John,
You could consider rentrez, which is a pretty low-level R library for the entrez API (which I wrote!).
In this case you would want to find links to other databases from your gene IDs, and then get the summary file for the refseq record:
library(rentrez)
links <- entrez_link(db = "all", ids = 353174, dbfrom = "gene")
names(links)
## [1] "gene_bioproject" "gene_biosystems_all"
## [3] "gene_cdd" "gene_dbvar"
## [5] "gene_genome" "gene_geoprofiles"
## [7] "gene_gtr" "gene_homologene"
## [9] "gene_nuccore" "gene_nuccore_mgc"
## [11] "gene_nuccore_pos" "gene_nuccore_refseqrna"
## [13] "gene_nucest" "gene_nucest_clust"

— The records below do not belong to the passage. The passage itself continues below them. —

PR #2818, opened 2023-08-24
Imports rules: add eslint flat config support

OlivierZal:


ljharb:
This change is fine, but it doesn't actually add flat config support, it just adds a default for a flat config *config file*.

OlivierZal:
@ljharb, basically flat config *can* already be supported, the only blockers are:
- deprecated key `extends`
- deprecated key `env`
- former key `parserOptions` replaced by new key `languageOptions`
- key `plugins` not a list anymore but an object

so that we need some architectural decision in order to make something like this:

```javascript
const airbnbConfig = require('eslint-config-airbnb-base/config') // for example
```

import this:

```javascript
const airbnbBestPractices = require('eslint-config-airbnb-base/rules/best-practices')
const airbnbErrors = require('eslint-config-airbnb-base/rules/errors')
const airbnbES6 = require('eslint-config-airbnb-base/rules/es6')
const airbnbImports = require('eslint-config-airbnb-base/rules/imports')
const airbnbNode = require('eslint-config-airbnb-base/rules/node')
const airbnbStrict = require('eslint-config-airbnb-base/rules/strict')
const airbnbStyle = require('eslint-config-airbnb-base/rules/style')
const airbnbVariables = require('eslint-config-airbnb-base/rules/variables')
const globals = require('globals')

airbnbES6.languageOptions = {
  globals: {
    ...globals.es2015,
  },
  parserOptions: airbnbES6.parserOptions,
}
delete airbnbES6.env
delete airbnbES6.parserOptions

airbnbImports.languageOptions = {
  globals: {
    ...globals.es2015,
  },
  parserOptions: airbnbImports.parserOptions,
}
airbnbImports.plugins = airbnbImports.plugins.reduce((acc, plugin) => {
  acc[plugin] = plugin
  return acc
}, {})
airbnbImports.plugins = newObj;
delete airbnbImports.env
delete airbnbImports.parserOptions
delete airbnbImports.plugins

delete airbnbNode.env

module.exports = [
  languageOptions: {
    globals: {
      ...globals.node,
    },
  ],
  airbnbBestPractices,
  airbnbErrors,
  airbnbNode,
  airbnbStyle,
  airbnbVariables,
  airbnbES6,
  airbnbImports,
  airbnbStrict,
]
```

ljharb:
Is the only way to support that a new entrypoint? if so, then a `/flat` entrypoint in both configs seems fine with me.

OlivierZal:
@ljharb, I modified the PR and successfully tested it.

OlivierZal:
Hold on the review, tomorrow I will propose an improvement 😊

OlivierZal:
@ljharb, I reshaped.

OlivierZal:
@ljharb, I modified the PR and successfully tested it.

I also updated the npm documentation: https://github.com/airbnb/javascript/blob/72fd2bcd8ba863e1aa7f4d6bd294ed1a52ff6fcc/packages/eslint-config-airbnb-base/README.md

OlivierZal:
@ljharb, I can get rid of `.reduce()` if you think it's not readable.

packages/eslint-config-airbnb-base/flat.js
```diff
@@ -0,0 +1,64 @@
...
+  es6: 'es2015',
+};
+const handledPlugins = {
+  import: importPlugin,
+};
+
+function convertIntoEslintFlatConfig(config) {
+  const newConfig = { ...config, languageOptions: {} };
+
+  // Handle the `extends` key
```
ljharb, line 26:
```suggestion
  // Handle the `env` key
```

packages/eslint-config-airbnb-base/flat.js
```diff
@@ -0,0 +1,64 @@
...
+
+const {
+  extends: airbnbRules,
+  ...airbnbConfig
+} = require('eslint-config-airbnb-base');
+const importPlugin = require('eslint-plugin-import');
+const globals = require('globals');
+
+const mappedEnvs = {
+  es6: 'es2015',
```
ljharb, line 17: we should probably have an exhaustive mapping here just in case. does eslint expose it at all?

packages/eslint-config-airbnb-base/flat.js
```diff
@@ -0,0 +1,64 @@
...
+};
+const handledPlugins = {
```
ljharb, line 19: shouldn’t we land a flat entrypoint in the import plugin instead of handling it here?

packages/eslint-config-airbnb-base/flat.js
```diff
@@ -0,0 +1,64 @@
...
+};
+
+function convertIntoEslintFlatConfig(config) {
+  const newConfig = { ...config, languageOptions: {} };
+
+  // Handle the `extends` key
+  if ('env' in newConfig) {
+    newConfig.languageOptions.globals = Object.keys(newConfig.env)
+      .filter((key) => newConfig.env[key] === true)
+      .reduce((acc, key) => {
```
ljharb, line 30: reduce is fine, but this might be cleaner with flatMap and Object.fromEntries

packages/eslint-config-airbnb-base/flat.js
OlivierZal: The mapping is exhaustive: all the accepted eslint `env` values are the same except `es6`.
`es2016`, `es2018`, `es2019`, `es2022`, `es2023`, `es2024` are not in `globals`, but are not used by `eslint-config-airbnb` as for now (and `globals` has `es5` which is not accepted by `eslint`).

I will add a comment to make it clear.

OlivierZal: Indeed I can improve based on https://github.com/eslint/eslint/blob/main/conf/globals.js

packages/eslint-config-airbnb-base/flat.js
OlivierZal: Another argument against implementing it in the plugin side is that in fact the plugin key can be customized, provided that it prefixes the plugin rules. 

So the logic is more for an implementation on the config side more than on the plugin one.

OlivierZal: Another argument against implementing it on the plugin side is that in fact the plugin key can be customized, provided that it prefixes the plugin rules. 

ESlint flat config allows to do the following:
```
plugin: { importPlugin },
rules: { ˋ${importPlugin}/no-unresolved`: 'off' }
```

So the logic is more for an implementation on the config side more than on the plugin one.

ljharb: what i mean is, eslint-config-airbnb-base should be able to import a single object that can be spread into a flat config, that Just Works.

OlivierZal:
@ljharb, updated accordingly (with a fake `import` plugin entry point, for the moment).

packages/eslint-config-airbnb-base/flat.js
```diff
@@ -0,0 +1,96 @@
...
+    delete newConfig.parserOptions;
+  }
+
+  // Remove the `plugins` key as it will be spread directly during export
+  if ('plugins' in newConfig) {
+    delete newConfig.plugins;
+  }
+
+  return newConfig;
+}
```
ljharb, line 90: this should do it without any mutation:
```suggestion
function convertIntoEslintFlatConfig({
  env, // convert to explicit globals list
  parserOptions, // move into languageOptions
  plugins, // Remove the `plugins` key as it will be spread directly during export
  ...oldConfig
}) {
  return {
    ...oldConfig,
    languageOptions: {
      ...('env' in config && {
        globals: Object.fromEntries(
          Object.keys(env)
            .filter((key) => env[key] === true && key in envMapping && envMapping[key] in globals)
            .flatMap((key) => Object.entries(globals[envMapping[key]]))
        ),
        ...('parserOptions' in config && {
          languageOptions: {
            parserOptions,
          },
        }),
      })
    }
  };
}
```

ljharb:
This looks good - obv it's blocked on the import plugin supporting flat config.

OlivierZal:
Working on it :-)

OlivierZal:
Fixes & successfully tested.

OlivierZal:
Given the fact `eslint-doc-generator` is probably not ready (see the related `eslint-import-plugin` PR) and the flat config logic according to which the rule prefix can be redefined / customized on the config side, can we reconsider spreading the plugin directly into the config?

ljharb:
Why did you delete your fork, making this PR unrecoverable??

packages/eslint-config-airbnb-base/flat.js
OlivierZal: New PR: https://github.com/airbnb/javascript/pull/2826

PR #2823, opened 2023-08-31
remove: unused a tag

0o001:


ljharb (changes requested):
This is actually used and very important, since URLs should last forever, and at one time the misspelling was the main link.

0o001:
> This is actually used and very important, since URLs should last forever, and at one time the misspelling was the main link.

Ah, alright then, I understand. It was good that I learned, thank you :)

PR #2824, opened 2023-09-02
Support flat config

OlivierZal:


ljharb:
I'm not likely to drop support for the non-flat config for the better part of a decade, to be clear.

packages/eslint-config-airbnb-base/flat/rules/errors.js
```diff
@@ -0,0 +1,189 @@
+module.exports = {
```
ljharb, line 1: it’s definitely untenable to duplicate the config and make more than one source of truth.

OlivierZal: It was still an incomplete draft but I give up on the direction I tried.

ljharb: That's fine, but please reuse PRs instead of closing them and opening new ones.

PR #2826, opened 2023-09-03
Support eslint flat config

OlivierZal:


OlivierZal:
Blocked by https://github.com/import-js/eslint-plugin-import/pull/2873

Pilaton:
@ljharb, It would be worth adopting this PR, if only as a temporary solution to support a flat configuration. 🤷‍♂️

ljharb:
@Pilaton a temporary solution would be worse than no solution at all, so it remains blocked.

rarenatoe:
@OlivierZal @Pilaton @ljharb 2 days ago flat config was allowed for eslint-plugin-import

https://github.com/import-js/eslint-plugin-import/releases/tag/v2.30.0

ljharb:
There's no need to close and delete the PR - it's just not quite time to land it yet.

## [15] "gene_nucleotide" "gene_nucleotide_clust"
## [17] "gene_nucleotide_mgc" "gene_nucleotide_mgc_url"
## [19] "gene_nucleotide_pos" "gene_omim"

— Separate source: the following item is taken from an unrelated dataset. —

PR #2832, opened 2024-11-09
Javadoc fixes

afs:
Based on the output of the java23 build on Jenkins, there are some errors in the javadoc which this PR fixes.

## [21] "gene_pcassay" "gene_pcassay_proteintarget"
## [23] "gene_pccompound" "gene_pcsubstance"
## [25] "gene_pmc" "gene_probe"
## [27] "gene_protein" "gene_protein_refseq"

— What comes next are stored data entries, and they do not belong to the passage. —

PR #2845, opened 2024-11-15
GH-2753: Customize Fuseki main arguments

### LINKED ISSUE #2753: Improve ability to support custom arguments for Fuseki Servers

afs:
GitHub issue resolved #2753

----

 - [x] Tests are included.

----

### DIFF
--- a/jena-fuseki2/jena-fuseki-main/src/main/java/org/apache/jena/fuseki/main/cmds/DSGSetup.java
+++ b/jena-fuseki2/jena-fuseki-main/src/main/java/org/apache/jena/fuseki/main/cmds/DSGSetup.java
@@ -20,12 +20,27 @@ package org.apache.jena.fuseki.main.cmds;
 
 import java.io.File;
 import java.nio.file.Path;
+import java.util.List;
 
+import arq.cmdline.ModDatasetAssembler;
 import org.apache.jena.atlas.io.IO;
+import org.apache.jena.atlas.lib.FileOps;
 import org.apache.jena.cmd.CmdException;
 import org.apache.jena.fuseki.system.spot.TDBOps;
+import org.apache.jena.query.Dataset;
+import org.apache.jena.riot.Lang;
+import org.apache.jena.riot.RDFDataMgr;
+import org.apache.jena.riot.RDFLanguages;
+import org.apache.jena.riot.RiotException;
+import org.apache.jena.sparql.core.DatasetGraphFactory;
+import org.apache.jena.system.Txn;
 import org.apache.jena.tdb1.TDB1Factory;
 import org.apache.jena.tdb2.DatabaseMgr;
+import org.slf4j.Logger;
+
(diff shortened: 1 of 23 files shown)


jena-fuseki2/jena-fuseki-main/src/main/java/org/apache/jena/fuseki/main/cmds/DSGSetup.java
```diff
@@ -46,40 +61,78 @@
...
+        serverArgs.datasetDescription = "in-memory";
+        serverArgs.dsg = DatasetGraphFactory.createTxnMem();
+        serverArgs.allowUpdate = true;
+    }
+
+    /*package*/ static void setupFile(Logger log, List<String> filenames, ServerArgs serverArgs) {
+        serverArgs.datasetDescription = "in-memory, with files loaded";
+        serverArgs.dsg = DatasetGraphFactory.createTxnMem();
+
+        for(String filename : filenames ) {
```
kinow, line 110: s/for(/for (/ ?

kinow (approved):
Skimmed through, found nothing that seems wrong/broken. :+1: :clap:

jena-fuseki2/jena-fuseki-main/src/main/java/org/apache/jena/fuseki/main/sys/FusekiModules.java
```diff
@@ -23,16 +23,51 @@
...
  * @see FusekiAutoModules
  */
 public class FusekiModules {
 
+    private static FusekiModules autoLoadedFusekiModules = FusekiAutoModules.get();
+    // Never null, maybe empty
+    private static FusekiModules systemFusekiModules = autoLoadedFusekiModules;
+
+    /**
+     * There is a system wide set of modules used when o other are indicated.
```
rvesse, line 40:
```suggestion
     * There is a system wide set of modules used when no other are indicated.
```

rvesse (approved):
Looks good to me, and looking at the test cases this covers all the scenarios that motivated my original ticket #2753

jena-fuseki2/jena-fuseki-main/src/main/java/org/apache/jena/fuseki/main/cmds/DSGSetup.java
afs: Fixed.

afs:
> Looks good to me, and looking at the test cases this covers all the scenarios that motivated my original ticket #2753

There a few niggles in the command argument processing that could be improved and the overall system assumes a degree of cooperation between elements not to tread on each other. These are best dealt with from experience.

Please do let us know how using it goes.

afs:
Apologies - I forgot to push the fixes mentioned above. I'll include them in an args clearup PR.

## [29] "gene_pubmed" "gene_pubmed_citedinomim"
## [31] "gene_pubmed_rif" "gene_snp"
## [33] "gene_snp_genegenotype" "gene_taxonomy"
## [35] "gene_unigene" "gene_unists"
## [37] "file"
Once you have ID for the refseq record, you can fetch an (unparsed) XML file with
entrez_summary:
e_sum <- entrez_summary(db = "nuccore", id = links$gene_nuccore_refseqrna)
print(e_sum)
##
## http://www.ncbi.nlm.nih.gov/entrez/query/DTD/eSummary_041029.dtd">
## <eSummaryResult>
## <DocSum>
## <Id>206725455</Id>
## <Item Name="Caption" Type="String">NM_180990</Item>
## <Item Name="Title" Type="String">Homo sapiens zinc activated ligand-gated ion channel (ZACN), mRNA</Item>
## <Item Name="Extra" Type="String">gi|206725455|ref|NM_180990.3|[206725455]</Item>
## <Item Name="Gi" Type="Integer">206725455</Item>
## <Item Name="CreateDate" Type="String">2003/05/15</Item>
## <Item Name="UpdateDate" Type="String">2012/11/11</Item>
## <Item Name="Flags" Type="Integer">512</Item>
## <Item Name="TaxId" Type="Integer">9606</Item>
## <Item Name="Length" Type="Integer">1473</Item>
## <Item Name="Status" Type="String">live</Item>
## <Item Name="ReplacedBy" Type="String"/>
## <Item Name="Comment" Type="String"></Item>
## </DocSum>
## </eSummaryResult>
##
Presmusing this is the process you would go through, then wrapping it up in a function (and using Xpath to extract information from the XML) is straightforward:
get_entrez_length <- function(e_id) {
links <- entrez_link(db = "nuccore", ids = e_id, dbfrom = "gene")
summary_xml <- entrez_summary(db = "nuccore", id = links$gene_nuccore_refseqrna)
len <- xpathSApply(summary_xml, "//Item[@Name='Length']", xmlValue)
return(as.integer(len))
}
get_entrez_length(353174)
## [1] 1473
If you do use rentrez
and have any questions/suggestions/bugs let me know - still developing it so happy to make it more useful.